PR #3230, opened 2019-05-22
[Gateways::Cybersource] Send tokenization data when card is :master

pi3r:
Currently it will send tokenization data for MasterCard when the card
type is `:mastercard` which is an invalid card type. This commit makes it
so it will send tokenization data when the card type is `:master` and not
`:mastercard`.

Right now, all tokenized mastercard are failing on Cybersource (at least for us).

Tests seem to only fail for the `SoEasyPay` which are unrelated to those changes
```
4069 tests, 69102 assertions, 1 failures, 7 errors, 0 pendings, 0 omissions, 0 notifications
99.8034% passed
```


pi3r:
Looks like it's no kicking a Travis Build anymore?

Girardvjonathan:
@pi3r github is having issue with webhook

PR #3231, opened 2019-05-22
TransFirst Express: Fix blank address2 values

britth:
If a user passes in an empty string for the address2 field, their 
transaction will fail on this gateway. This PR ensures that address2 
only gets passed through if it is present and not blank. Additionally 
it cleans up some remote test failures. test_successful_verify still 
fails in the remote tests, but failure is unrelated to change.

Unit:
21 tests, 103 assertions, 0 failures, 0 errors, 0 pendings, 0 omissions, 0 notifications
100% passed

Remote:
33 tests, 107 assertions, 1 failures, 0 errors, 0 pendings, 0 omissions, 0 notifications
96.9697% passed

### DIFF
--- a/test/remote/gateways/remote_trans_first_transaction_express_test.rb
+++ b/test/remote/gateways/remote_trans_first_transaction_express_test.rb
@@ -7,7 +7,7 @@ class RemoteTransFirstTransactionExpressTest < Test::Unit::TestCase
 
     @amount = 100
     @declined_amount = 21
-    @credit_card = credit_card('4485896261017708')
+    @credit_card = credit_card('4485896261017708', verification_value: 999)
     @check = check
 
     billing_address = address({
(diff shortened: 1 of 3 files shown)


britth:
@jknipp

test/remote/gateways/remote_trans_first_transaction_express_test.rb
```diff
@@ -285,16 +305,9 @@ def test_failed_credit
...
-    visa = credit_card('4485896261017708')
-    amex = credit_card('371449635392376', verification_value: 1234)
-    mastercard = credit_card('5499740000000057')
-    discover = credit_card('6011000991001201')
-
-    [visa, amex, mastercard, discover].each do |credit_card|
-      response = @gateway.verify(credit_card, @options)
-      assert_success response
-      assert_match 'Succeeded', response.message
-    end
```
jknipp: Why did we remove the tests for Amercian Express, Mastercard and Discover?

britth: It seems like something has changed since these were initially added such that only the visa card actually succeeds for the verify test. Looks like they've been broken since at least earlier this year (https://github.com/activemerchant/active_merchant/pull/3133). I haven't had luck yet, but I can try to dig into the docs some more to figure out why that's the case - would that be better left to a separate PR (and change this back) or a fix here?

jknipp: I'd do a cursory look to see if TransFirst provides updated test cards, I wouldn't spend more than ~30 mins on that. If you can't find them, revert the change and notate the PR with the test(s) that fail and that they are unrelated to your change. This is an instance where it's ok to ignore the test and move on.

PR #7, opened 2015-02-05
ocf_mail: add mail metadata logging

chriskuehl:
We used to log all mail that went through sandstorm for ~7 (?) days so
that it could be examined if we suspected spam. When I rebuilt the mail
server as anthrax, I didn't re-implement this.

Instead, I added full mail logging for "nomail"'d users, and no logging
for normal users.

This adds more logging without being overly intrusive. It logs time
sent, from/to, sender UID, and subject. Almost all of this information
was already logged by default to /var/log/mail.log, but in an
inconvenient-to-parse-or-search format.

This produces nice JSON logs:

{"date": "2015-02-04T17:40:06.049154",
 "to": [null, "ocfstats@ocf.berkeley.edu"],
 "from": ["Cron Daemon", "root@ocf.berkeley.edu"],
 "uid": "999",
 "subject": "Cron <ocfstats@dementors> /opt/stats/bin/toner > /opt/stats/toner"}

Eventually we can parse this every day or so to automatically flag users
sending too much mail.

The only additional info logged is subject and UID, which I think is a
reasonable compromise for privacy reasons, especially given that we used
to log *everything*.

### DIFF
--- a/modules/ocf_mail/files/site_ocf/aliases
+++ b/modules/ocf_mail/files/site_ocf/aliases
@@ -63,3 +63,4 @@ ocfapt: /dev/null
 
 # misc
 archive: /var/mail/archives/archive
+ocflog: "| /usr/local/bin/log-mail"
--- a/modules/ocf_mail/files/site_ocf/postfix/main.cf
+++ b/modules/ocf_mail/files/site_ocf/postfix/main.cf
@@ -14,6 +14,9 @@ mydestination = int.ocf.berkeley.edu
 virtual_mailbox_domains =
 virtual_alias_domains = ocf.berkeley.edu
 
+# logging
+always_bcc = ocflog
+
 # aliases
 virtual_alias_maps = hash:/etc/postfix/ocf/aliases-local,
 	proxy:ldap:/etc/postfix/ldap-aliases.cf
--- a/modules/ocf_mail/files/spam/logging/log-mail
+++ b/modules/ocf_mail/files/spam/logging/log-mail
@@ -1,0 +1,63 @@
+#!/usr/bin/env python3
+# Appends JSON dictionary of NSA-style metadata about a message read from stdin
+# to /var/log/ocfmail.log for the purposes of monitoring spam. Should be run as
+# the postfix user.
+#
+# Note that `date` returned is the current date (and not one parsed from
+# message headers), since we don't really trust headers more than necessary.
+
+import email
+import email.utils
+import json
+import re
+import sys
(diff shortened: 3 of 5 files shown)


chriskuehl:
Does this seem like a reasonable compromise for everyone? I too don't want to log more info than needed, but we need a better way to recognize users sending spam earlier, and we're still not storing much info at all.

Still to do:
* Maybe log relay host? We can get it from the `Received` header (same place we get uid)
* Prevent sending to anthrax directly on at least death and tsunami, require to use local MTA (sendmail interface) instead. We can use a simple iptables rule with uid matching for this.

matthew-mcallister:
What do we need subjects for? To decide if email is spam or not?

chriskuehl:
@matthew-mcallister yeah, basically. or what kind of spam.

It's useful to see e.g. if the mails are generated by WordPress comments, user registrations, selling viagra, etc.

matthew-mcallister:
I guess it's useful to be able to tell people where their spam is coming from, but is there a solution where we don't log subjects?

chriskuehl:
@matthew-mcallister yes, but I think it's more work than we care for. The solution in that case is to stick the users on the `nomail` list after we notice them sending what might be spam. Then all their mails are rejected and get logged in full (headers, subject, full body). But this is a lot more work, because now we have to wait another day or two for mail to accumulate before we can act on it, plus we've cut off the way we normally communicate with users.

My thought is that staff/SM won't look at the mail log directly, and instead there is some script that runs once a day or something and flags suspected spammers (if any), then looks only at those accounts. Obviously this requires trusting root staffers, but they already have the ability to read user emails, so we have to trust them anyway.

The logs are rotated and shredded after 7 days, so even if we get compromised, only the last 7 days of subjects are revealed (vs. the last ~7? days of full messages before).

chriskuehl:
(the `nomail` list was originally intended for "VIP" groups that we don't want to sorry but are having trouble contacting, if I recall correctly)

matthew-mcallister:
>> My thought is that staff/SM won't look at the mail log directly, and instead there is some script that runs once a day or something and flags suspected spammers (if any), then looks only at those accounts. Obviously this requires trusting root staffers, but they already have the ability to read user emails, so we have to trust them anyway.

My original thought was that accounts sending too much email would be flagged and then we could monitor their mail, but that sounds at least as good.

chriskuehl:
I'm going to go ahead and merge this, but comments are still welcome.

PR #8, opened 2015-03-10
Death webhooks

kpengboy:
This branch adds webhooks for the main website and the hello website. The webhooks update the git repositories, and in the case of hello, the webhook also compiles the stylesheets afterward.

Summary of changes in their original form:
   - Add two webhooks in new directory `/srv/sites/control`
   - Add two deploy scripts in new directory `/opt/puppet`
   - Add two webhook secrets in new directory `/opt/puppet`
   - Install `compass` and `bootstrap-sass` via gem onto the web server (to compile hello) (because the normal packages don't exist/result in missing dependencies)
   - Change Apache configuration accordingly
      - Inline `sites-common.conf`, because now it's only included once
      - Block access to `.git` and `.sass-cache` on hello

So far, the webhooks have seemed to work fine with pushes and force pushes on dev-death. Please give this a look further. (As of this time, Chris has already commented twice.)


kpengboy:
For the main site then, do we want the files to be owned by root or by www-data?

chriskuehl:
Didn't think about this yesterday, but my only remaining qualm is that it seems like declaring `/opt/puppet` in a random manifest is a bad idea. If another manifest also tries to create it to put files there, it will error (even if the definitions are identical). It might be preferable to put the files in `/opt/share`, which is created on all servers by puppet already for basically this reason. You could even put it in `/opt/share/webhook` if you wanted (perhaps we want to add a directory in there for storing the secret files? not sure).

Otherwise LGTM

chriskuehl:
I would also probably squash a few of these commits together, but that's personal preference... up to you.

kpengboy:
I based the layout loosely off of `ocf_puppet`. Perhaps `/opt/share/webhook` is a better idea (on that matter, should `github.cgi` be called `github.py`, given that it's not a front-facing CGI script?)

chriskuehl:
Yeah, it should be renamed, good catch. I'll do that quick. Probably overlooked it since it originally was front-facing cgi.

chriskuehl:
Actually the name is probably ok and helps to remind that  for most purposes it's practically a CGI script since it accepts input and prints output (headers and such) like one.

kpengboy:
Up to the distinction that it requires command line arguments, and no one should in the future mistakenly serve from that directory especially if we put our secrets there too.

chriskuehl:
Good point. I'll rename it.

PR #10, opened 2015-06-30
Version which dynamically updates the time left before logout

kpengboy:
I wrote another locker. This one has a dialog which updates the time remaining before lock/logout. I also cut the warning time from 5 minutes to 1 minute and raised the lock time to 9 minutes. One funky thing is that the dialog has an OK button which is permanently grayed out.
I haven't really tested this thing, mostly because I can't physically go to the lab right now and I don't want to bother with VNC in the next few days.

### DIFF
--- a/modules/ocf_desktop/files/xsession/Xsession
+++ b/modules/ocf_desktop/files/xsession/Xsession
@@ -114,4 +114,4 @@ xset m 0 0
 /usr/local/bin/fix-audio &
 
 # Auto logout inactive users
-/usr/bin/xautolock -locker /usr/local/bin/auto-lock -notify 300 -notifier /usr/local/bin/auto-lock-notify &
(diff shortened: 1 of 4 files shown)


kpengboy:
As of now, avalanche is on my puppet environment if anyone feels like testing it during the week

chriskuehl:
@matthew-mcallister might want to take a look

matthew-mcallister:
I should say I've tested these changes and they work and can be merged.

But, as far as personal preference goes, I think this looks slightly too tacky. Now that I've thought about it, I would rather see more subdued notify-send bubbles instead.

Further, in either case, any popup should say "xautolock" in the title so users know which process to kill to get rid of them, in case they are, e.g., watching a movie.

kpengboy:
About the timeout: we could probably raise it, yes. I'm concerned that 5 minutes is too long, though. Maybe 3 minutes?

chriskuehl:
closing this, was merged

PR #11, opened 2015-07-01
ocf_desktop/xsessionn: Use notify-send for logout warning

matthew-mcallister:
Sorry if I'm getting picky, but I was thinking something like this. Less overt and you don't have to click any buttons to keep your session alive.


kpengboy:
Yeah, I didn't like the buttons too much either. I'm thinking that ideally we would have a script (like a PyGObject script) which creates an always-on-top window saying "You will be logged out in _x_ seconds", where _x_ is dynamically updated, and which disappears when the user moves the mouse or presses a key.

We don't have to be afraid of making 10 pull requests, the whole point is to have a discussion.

_ _ _ _ _ _ _

WORK TO BE COMPLETED: Which of the lines in the material above contain "really"? Copy each one out.

SOLUTION:
+# message headers), since we don't really trust headers more than necessary.
I haven't really tested this thing, mostly because I can't physically go to the lab right now and I don't want to bother with VNC in the next few days.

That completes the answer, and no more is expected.